The faulty damaged wiring in the brain due to trauma can change and heal due to neuro plasticity bought about through repeated healthy therapeutic practices.

Neuroplasticity: The brain's ability to reorganize itself by forming new neural connections throughout life.

Neuroplasticity allows the neurons (nerve cells) in the brain to compensate for injury and disease and to adjust their activities in response to new situations or to changes in their environment.

We all do our best to stay positive, but occasionally we can slip into negative thinking patterns that can wreak havoc on our lives. We might worry about our past mistakes or current stresses, and how these could lead to negative outcomes in the future. We might obsess about or over-analyse regular experiences and interactions, reading into them things that aren’t actually there.

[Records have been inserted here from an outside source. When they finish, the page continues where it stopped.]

PR #391, opened 2020-05-19
Homework 1and2

hditano:
Added a few inputs
Added a BMI Calculation

### DIFF
--- a/Src/BootCamp.Chapter/Program.cs
+++ b/Src/BootCamp.Chapter/Program.cs
@@ -7,6 +7,7 @@ namespace BootCamp.Chapter
         static void Main(string[] args)
         {
             Console.WriteLine("Hello World!");
+            Console.WriteLine("Hello World!");
         }
     }
 }
--- a/Src/BootCamp.Chapter/Program.cs
+++ b/Src/BootCamp.Chapter/Program.cs
@@ -6,12 +6,23 @@ namespace BootCamp.Chapter
     {
         static void Main(string[] args)
         {
-            Console.WriteLine("Hello World!");
-            Console.WriteLine("Hello World!");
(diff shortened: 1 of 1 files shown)


Src/BootCamp.Chapter/Program.cs
```diff
@@ -6,7 +6,24 @@ class Program
...
+            Console.WriteLine("Type your age: ");
+            int age = Convert.ToInt32(Console.ReadLine());
+            Console.WriteLine("Type your Weight");
+            float weight = float.Parse(Console.ReadLine()); 
+            Console.WriteLine("Type your Height");
+            double height = float.Parse(Console.ReadLine());
+
+            Console.WriteLine(firstName +" " + lastName +" is " + age +" years old, his weight is " + weight + " and his height is " + height);
+
+            double bmi = Convert.ToDouble(weight / (height * height)) * 1000;
```
Almantask, line 22: You don't need to convert this to double, float is okay. If you wanted double, you could have converted the variables above to double instaed.

Almantask (approved):
Overall, it's a good first try :)

In the future, try to be more conscious on the requirements and don't do unnecessary things (like double conversion).
Also, try putting a blank line between unrelated blocks of code, to indicate a separation.

Src/BootCamp.Chapter/Program.cs
Almantask: > Overall, it's a good first try :)
> 
> In the future, try to be more conscious on the requirements and don't do unnecessary things (like double conversion).
> Also, try putting a blank line between unrelated blocks of code, to indicate a separation.

A blank line helps, because code becomes more readable, less of a blob.

PR #392, opened 2020-05-19
Chapter3/Homework/10

jeanroyce:
Reflection is something strange but homework done, example from lesson helped a lot.

### DIFF
--- a/Src/BootCamp.Chapter/TextBoxPrinter.cs
+++ b/Src/BootCamp.Chapter/TextBoxPrinter.cs
@@ -1,12 +1,45 @@
-﻿using System;
-using System.Collections.Generic;
-using System.Text;
+﻿using System.Text;
 
 namespace BootCamp.Chapter
 {
     public static class TextBoxPrinter
     {
-        // TODO: Implement.
-        public static string Print(object obj) => "";
+        public static string Print(object obj)
+        {
+            var textTableAttribute = AttributesGetter.GetClassAttribute<TextTableAttribute>(obj.GetType());
+            if (textTableAttribute == null) return obj.ToString();
+            
+            return BuildTable(textTableAttribute, obj.ToString());
+        }
+
+        private static string BuildTable(TextTableAttribute textTable, string message)
+        {
+            var table = new StringBuilder();
+            var paddingSpaceLength = textTable.Padding * 2;
+            var maxTableLines = 3 + paddingSpaceLength;
+            
+            var topAndBottom = textTable.Corner +
+                               new string(textTable.SideTop, message.Length + paddingSpaceLength) + 
+                               textTable.Corner;
+            var mainLine = textTable.SideLeft + new string(' ', textTable.Padding) +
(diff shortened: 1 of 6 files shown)


Src/BootCamp.Chapter/TextBoxPrinter.cs
```diff
@@ -1,12 +1,45 @@
...
-        public static string Print(object obj) => "";
+        public static string Print(object obj)
+        {
+            var textTableAttribute = AttributesGetter.GetClassAttribute<TextTableAttribute>(obj.GetType());
+            if (textTableAttribute == null) return obj.ToString();
+            
+            return BuildTable(textTableAttribute, obj.ToString());
+        }
+
+        private static string BuildTable(TextTableAttribute textTable, string message)
```
jeanroyce, line 15: This function could be done better, but I think Ill only over complicate, I make it simple

Src/BootCamp.Chapter/TextBoxPrinter.cs
```diff
@@ -1,12 +1,45 @@
...
+            
+            var topAndBottom = textTable.Corner +
+                               new string(textTable.SideTop, message.Length + paddingSpaceLength) + 
+                               textTable.Corner;
+            var mainLine = textTable.SideLeft + new string(' ', textTable.Padding) +
+                           message.PadLeft(textTable.Padding).PadRight(textTable.Padding) +
+                           new string(' ', textTable.Padding) + textTable.SideLeft;
+            var paddingLine = textTable.SideLeft +
+                               new string(' ', message.Length + paddingSpaceLength) + 
+                               textTable.SideLeft;
```
jeanroyce, line 29: Like this part

Src/BootCamp.Chapter/TextBoxPrinter.cs
```diff
@@ -1,12 +1,45 @@
...
+                if (i == 0 || i == maxTableLines - 1)
+                {
+                    table.AppendLine(topAndBottom);
+                    continue;
+                }
+
+                table.AppendLine(i == maxTableLines / 2 ? mainLine : paddingLine);
+            }
+            
+            return table.ToString().TrimEnd();
```
jeanroyce, line 42: I think tests should have Environment.NewLine in end of expected text because of Stringbuilder.ToString behavior, but TrimEnd() solved my problem

Src/BootCamp.Chapter/TextBoxPrinter.cs
Almantask: It really is fine.

Src/BootCamp.Chapter/TextBoxPrinter.cs
Almantask: Maybe. It's not a must for tests to check that I understand a case where tests might not want it. So it's all good and nice that you solved it.

Almantask (approved):
Great

PR #396, opened 2020-05-19
Chapter2/Homework/2

matthew-hole:
First commit. 

PR contains the solution to meet the listed requirements (Unit Tests), but does not include the 'Extra Challenge: Equipment' functionality which will be implemented at a later date.

Only the ChestPiece class was refactored into an 'Item' child class to demonstrate the functionality. A test was performed in the 'Program.cs' file where the functionality is tested.

In the next commit, the Equipment Functionality will be implemented alongside a 'Player/Shop Simulator' which will test all core functionality with edge cases and robustness testing.

### DIFF
--- a/Src/BootCamp.Chapter/Inventory.cs
+++ b/Src/BootCamp.Chapter/Inventory.cs
@@ -1,26 +1,62 @@
-﻿namespace BootCamp.Chapter
+﻿using System.Runtime.ExceptionServices;
+using System;
+using System.Reflection.Metadata.Ecma335;
+
+namespace BootCamp.Chapter
 {
     public class Inventory
     {
-        private Item[] _items;
+        protected Item[] _items;
+
+        // displays all items in inventory
+        // renamed from 'GetItems' to show the clear different from the 'GetItems' method below
+        public void ShowAllItems()
+        {
+            if (!Array.TrueForAll(_items, IsNull => IsNull == null))
+            {
+                Console.WriteLine("Items in inventory:\n");
+                foreach (var item in _items)
+                {
+                    if (item != null)
+                    {
+                        Console.WriteLine(item.GetName());
+                    }
+                    else
+                    {
+                        continue;
+                    }
+                }
+            }
+            else
+            {
+                Console.WriteLine("The inventory is currently empty.");
+            }
+        }
+
+        public Item GetItem(string name)
+        {
+            return _items[Array.FindIndex(_items, element => element.GetName().Equals(name))];         
+        }
+
         public Item[] GetItems()
         {
-            return new Item[0];
+            return _items;
         }
 
-        public Inventory()
-        {
-            _items = new Item[0];
-        }
 
-        public Item[] GetItems(string name)
-        {
-            return new Item[0];
-        }
-
+        // adding an item to the array at the next available slot
         public void AddItem(Item item)
         {
-
+            for(int i = 0; i < _items.Length; i++)
+            {
+                if(_items[i] == null)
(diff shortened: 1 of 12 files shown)


Src/BootCamp.Chapter/Inventory.cs
```diff
@@ -1,26 +1,62 @@
...
 {
     public class Inventory
     {
-        private Item[] _items;
-        public Item[] GetItems()
+        protected Item[] _items;
+
+        // displays all items in inventory
+        // renamed from 'GetItems' to show the clear different from the 'GetItems' method below
+        public void ShowAllItems()
```
Almantask, line 13: It doesn't show all items, it displays them; try to be more conventional.

Src/BootCamp.Chapter/Inventory.cs
```diff
@@ -1,26 +1,62 @@
...
         {
-            return new Item[0];
+            if (!Array.TrueForAll(_items, IsNull => IsNull == null))
```
Almantask, line 15: What if array is empty?

Almantask: Try to fail early and avoid negations.
If there are no elements- end the function.
if(Array.TrueForAll(_items, IsNull => IsNull == null))
{
  Console.WriteLine("The inventory is currently empty.");
  return;
}
// no need else. Reduced nesting.

Src/BootCamp.Chapter/Inventory.cs
```diff
@@ -1,26 +1,62 @@
...
+            {
+                Console.WriteLine("Items in inventory:\n");
+                foreach (var item in _items)
+                {
+                    if (item != null)
```
Almantask, line 20: Invert the if.
```
if(item == null) continue;
Console.WriteLine(item.GetName())
```

Src/BootCamp.Chapter/Inventory.cs
```diff
@@ -1,26 +1,62 @@
...
+            {
+                Console.WriteLine("The inventory is currently empty.");
+            }
         }
 
-        public Inventory()
+        public Item GetItem(string name)
         {
-            _items = new Item[0];
+            return _items[Array.FindIndex(_items, element => element.GetName().Equals(name))];
```
Almantask, line 38: It does work, but in general you should treat C# as raw, without all the neat language features.

Src/BootCamp.Chapter/Player.cs
```diff
@@ -28,34 +34,55 @@ public class Player
         /// <summary>
         /// Player items. There can be multiple of items with same name.
         /// </summary>
-        private Inventory _inventory;
+        private PlayerInventory _inventory;
```
Almantask, line 37: Why have a distinction between just inventory? Why is player inventory is any special? Keep it simple, don't be redundant.

Src/BootCamp.Chapter/Player.cs
```diff
@@ -28,34 +34,55 @@ public class Player
...
+          
         }
 
         /// <summary>
         /// Adds item to player's inventory
         /// </summary>
+        // The inventory method 'AddItem' will throw an expection if no room is available in the inventory for an another item
         public void AddItem(Item item)
         {
+            try
```
Almantask, line 73: It's not that excpetional that inventory is full. Instead, check the inventory size before adding more items to it. throwing an exception is costly and it should also be reserved for unexpected situations.

Almantask (approved):
Overall, looks good.

PR #401, opened 2020-05-21
Chapter 1 / homework 1 & 2

tuta-bits:
Made new changes as requested

### DIFF
--- a/Src/BootCamp.Chapter/Program.cs
+++ b/Src/BootCamp.Chapter/Program.cs
@@ -9,34 +9,41 @@ namespace BootCamp.Chapter
             Console.WriteLine("Hello World!");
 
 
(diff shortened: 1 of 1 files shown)


Almantask (changes requested):
Please redo the homework so that input is actually read from the console. Thanks and welcome!

tuta-bits (commented):
Second Attempt on Chapter 1/Homework 1&2

Almantask (approved):
Looks good. You overdid this a bit, be careful not to do too many things in the next homework because tests will be failing.
Also mind how you format if statements. A readable way is:
```
if(condition)
{
  //
}
else
{
}
```
We don't put brackets at the same line in C#.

We might find that as soon as one bad thing happens, we associate it with all the other bad things that have happened in our lives and begin to feel miserable.

(Thought association is a trickster)

We might feel anxious in the present, having a hard time getting out of our own heads as we worry and obsess about the things that could go wrong.

If you find yourself in this place frequently, you are what psychologists call a ruminator, or, an over-thinker, and this way of thinking can be harmful to your health.